Очевидно, эта процедура была не впервой. Мальчика быстро обмыли, переодели, и думая, что более взрывов не будет, мы легли, как и прежде спать, как вновь бабахнуло; правда, на сей раз поодаль, послабее. Но все равно сердце мое вновь забилось испуганно, и тут раздался внезапный непонятный шум, и мальчик оказался возле меня; лег, прижался, а глаза его в мои в полумраке впиваются, аж блестят, и тут, совсем неожиданное:

 Дядя, ты шалик сейчас видел? Видел? Как он там?

У меня аж мурашки по коже пошли, я онемел, не зная, что ответить. Меня спасли женщины; они быстренько увели мальчика. Вновь укладывая, они ему наперебой о чем-то говорили; наверное, свою сказку. Однако я уже не слушал, не мог, не хотел, я устал, глаза слипались, а я боялся, боялся заснуть, боялся увидеть шарик. Да, я заснул, я куда-то провалился иль улетел, а вокруг какие-то странные картины и видения; мне и страшно и интересно, а в целом, я зачарован происходящим, я в сказке  и потом шарики, многомного красных, ярких шариков на фоне безграничного чистого голубого неба, и я парю средь них, и так легко, и так приятно, и звучит какая-то странная, обрывистая, как горный ручей, музыка, но удивительное дело, именно эта, вроде бы нескладная мелодия, как раз гармонирует с моим средьнебесным состоянием.

 Т-р-р-р!  жесткая пулеметная очередь. Я вскочил. В жилище светло, свистит чайник, и мальчик прямо передо мной со скрипкой в руках; такой красивый, с золотистыми кучеряшками; и прямо в глаза мои смотрит, и он уже раскрыл рот, желая что-то меня спросить, но я не удержался и опередил:

 Твой шарик красный был?

Он только кивнул, и уже глядя исподлобья, насторожился:

 А вы там моих папу и маму не видели?

Словно озноб прошелся по моему телу, до самой пятки.

 Откуда ты знаешь, что я видел?  вырвалось у меня.

 Иди сюда,  отбирая скрипку, бабушка отвела мальчика,  давайте чай пить,  и, видимо, реагируя на мой ошеломленный вид:  Не от мира сего. Удивительный ребенок.

Без чая меня не отпустили, и сидя у разбитого стола, пытаясь избежать взгляда мальчика, я уводил глаза, будто осматривал убогость жилища.

 Вам жалко нас?  вновь поразил меня вопрос мальчика, и в его голосе был столь явный упрек, что я не нашелся, как ответить. А он в том же тоне продолжил:  Ничего. Жизнь, как сказка. Правда, бабушка? А в сказке конец всегда счастливый.
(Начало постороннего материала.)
PR #70, opened 2018-08-13
Modified RbacUserPreview props to match miq types.

Hyperkid123:
Change prop type form user id from number to string.


Hyperkid123:
cc @PanSpagetka

PR #71, opened 2018-08-13
Update generic preview table

Hyperkid123:
Added component update when it receives new data. For now its only checking for data length, eventualy it should compare event the content. (NOTE this is here because react tabular. I would strongly recommend create our own implementation in near future for GTL components)

Also added blue background for selected rows.

### DIFF
--- a/src/table/genericPreviewTable.jsx
+++ b/src/table/genericPreviewTable.jsx
@@ -37,8 +37,16 @@ class GenericPreviewTable extends Component {
     >
       {label}
     </Table.Heading>);
-  cellFormat = value => <Table.Cell className="clickable">{value}</Table.Cell>;
-  celliconFormat = () => <Table.Cell className="cell-middle clickable"><Icon type={this.props.icon.type} name={this.props.icon.name} /></Table.Cell>;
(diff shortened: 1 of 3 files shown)


Hyperkid123:
cc @karelhala @PanSpagetka

src/table/genericPreviewTable.jsx
```diff
@@ -97,17 +119,16 @@ class GenericPreviewTable extends Component {
     this.state.sortableColumnPropery === columnProps.column.property,
   );
 
-  handleSelected = ({ id }) => this.setState((prevState) => {
+  handleSelected = row => this.setState((prevState) => {
+    let currentRow;
     const rows = prevState.rows.map((item) => {
-      if (item.id !== id) {
+      if (item[this.props.rowKey] !== row[this.props.rowKey]) {
```
karelhala: This condition looks kinda off, maybe consider flipping the operand and write it like this
```javascript
const rows = prevState.rows.map((item) => {
  if (item[this.props.rowKey] === row[this.props.rowKey]) {
    item.selected = !item.selected;
    currentRow = {...item};
  }
  return item;
})
```

PR #74, opened 2018-08-20
Add optional background for IconOrImage with a colored wrapper div

skateman:
This will allow us to display powerstate icons as a fonticon + background combo. If the background is set, a wrapper div with the `backgrounded-icon` class is being created. 

screenshot from 2018-08-21 19-49-01

@miq-bot add_reviewer @epwinchell 
@miq-bot add_reviewer @martinpovolny

### DIFF
--- a/src/textual_summary/icon_or_image.jsx
+++ b/src/textual_summary/icon_or_image.jsx
@@ -1,11 +1,22 @@
 import * as React from 'react';
 import PropTypes from 'prop-types';
+import './styles.scss';
 
 /**
  * Render icon or an image with a title
  */
 export default class IconOrImage extends React.Component {
-  renderIcon = () => <i className={this.props.icon} title={this.props.title} />;
+  renderIcon = () => {
+    if (this.props.background) {
+      return (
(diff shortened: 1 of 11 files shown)


src/textual_summary/icon_or_image.jsx
```diff
@@ -1,11 +1,22 @@
...
 import PropTypes from 'prop-types';
+import './styles.scss';
 
 /**
  * Render icon or an image with a title
  */
 export default class IconOrImage extends React.Component {
-  renderIcon = () => <i className={this.props.icon} title={this.props.title} />;
+  renderIcon = () => {
+    if (this.props.background && this.props.background !== '') {
```
Hyperkid123: Maybe add `this.props.background.trim() !== ''` to the condition. To avoid strings containing only white spaces.

Hyperkid123:
@skateman styles go to `src/textual_summary/styles.scss`. After build, you will get css file which has the same name as the root directory of the component (in this case textual_summary.css).

skateman:
@karelhala or @himdel can you please merge this?

PR #77, opened 2018-08-29
Rbac components fix

Hyperkid123:
Added some minor fixes for the rbac components set. 

https://github.com/ManageIQ/manageiq-ui-classic/pull/4562


Hyperkid123:
@miq-bot assign @karelhala

PR #78, opened 2018-09-03
Allow custom sorting on generic table.

Hyperkid123:
This enables adding custom sorting function and pre-sorted rows from outside. Is useful for pagination, filtering etc...


Hyperkid123:
@miq-bot assign @karelhala

PR #1014, opened 2022-12-13
build: major paragon version upgrade

Mashal-m:
Major version upgrade of `edx/paragon`.


Mashal-m:
Closing because the paragon version is upgraded now.

PR #1017, opened 2022-12-17
chore: upgrade `@edx/frontend-build` from v9 -> v12

adamstankiewicz:
* Upgrades `@edx/frontend-build` from v9 -> v12
* Addresses some new ESLint errors.
* Disables majority of new ESLint errors in `.eslintrc.js` file (some of these rules should really be turned back on and issues fixed).


.eslintrc.js
```diff
@@ -1,11 +1,19 @@
...
-    rules: {
-      'import/named': 'off',
-      'import/no-extraneous-dependencies': 'off',
-    },
-  }],
+const config = createConfig('eslint', {
+  rules: {
+    // TODO: all these rules should be renabled/addressed. temporarily turned off to unblock a release.
+    'react-hooks/rules-of-hooks': 'off',
+    'react-hooks/exhaustive-deps': 'off',
```
adamstankiewicz, line 7: Of these disabled ESLint rules, these 2 are the most important as they largely the catch instances where we're not following how React is intended to be used, notably the ["Rules of Hooks"](https://reactjs.org/docs/hooks-rules.html).

From the React docs:

> That’s what allows React to correctly preserve the state of Hooks between multiple useState and useEffect calls. (If you’re curious, we’ll explain this in depth [below](https://reactjs.org/docs/hooks-rules.html#explanation).)

leangseu-edx (approved):
LGTM 👍 . For the coverage, I will refactor the unit tests.

PR #1045, opened 2023-01-13
chore: install react share and implement social share demo

leangseu-edx:
Hard code to use `window.expSocialShare` from optimizely.

image


muselesscreator (approved):
LGTM, aside from the linting issues git is calling out

PR #1048, opened 2023-01-20
fix: disable share feature on component unmount

muselesscreator:
Teensy fix to disable share button on page change.


leangseu-edx (approved):
LGTM 👍

PR #1056, opened 2023-01-24
fix: update iframe static stylesheet

leangseu-edx:
Move css to static location.

Screen Shot 2023-01-24 at 3 14 30 PM

PR #1057, opened 2023-01-25
feat: copy static to dist folder for prod

leangseu-edx:
TLDR; assets didn’t get copy for build so no file exist and react router fail silently

From previous change https://github.com/openedx/frontend-app-learning/pull/1056, I moved `css` to a static folder because that was incorrect place. However, that didn't solve the problem because `webpack` fail to copy the file over and react-router was failing silently. React router couldn't find the file, it just return empty `html`.

### DIFF
--- a/webpack.prod.config.js
+++ b/webpack.prod.config.js
@@ -8,7 +8,6 @@ config.plugins.push(
   new CopyPlugin({
     patterns: [
       {
-
         from: path.resolve(__dirname, './public/static'),
         to: path.resolve(__dirname, './dist/static'),
       },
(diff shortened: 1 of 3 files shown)


webpack.prod.config.js
```diff
@@ -0,0 +1,19 @@
...
+const { createConfig } = require('@edx/frontend-build');
+const CopyPlugin = require('copy-webpack-plugin');
+
+const config = createConfig('webpack-prod');
+
+config.plugins.push(
+  new CopyPlugin({
+    patterns: [
+      {
+
```
muselesscreator:
```suggestion
```

muselesscreator (approved):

Он сидел на колене у пожилой. И неожиданно вывернул голову в ее сторону и, как только он умел, глянул в ее тусклые, выцветшие глаза под линзами очков:

 А разве конец может быть счастливым? Ведь это все же конец?!

 Ешь, ешь. Чай остынет.

Мы все потупили взгляды.

Быстро опорожнив стакан, что-то невнятно говоря в благодарность, я стал прощаться, обещая на днях вернуться.

 Вы сказку не знаете; значит, больше не увидимся,  почему-то постановил мальчик при расставании.

Вместе с Розой я ушел. Дворами, тропинками, она вывела меня прямо к такси, к старенькой машине.

 Он знакомый,  указала она на водителя.  Надежный, все ходы знает.

Действительно, миновав все блок-посты, мы выехали за город, вроде вздохнули свободней, и тогда водитель  примерно мой ровесник, звали его Пайзул, вдруг спросил:

 Роза твоя родственница?

И пока я пытался что-то объяснить, он продолжил:

 А мальчика видел? Как играет на скрипке, слышал?.. Жалко. Странный, удивительный ребенок!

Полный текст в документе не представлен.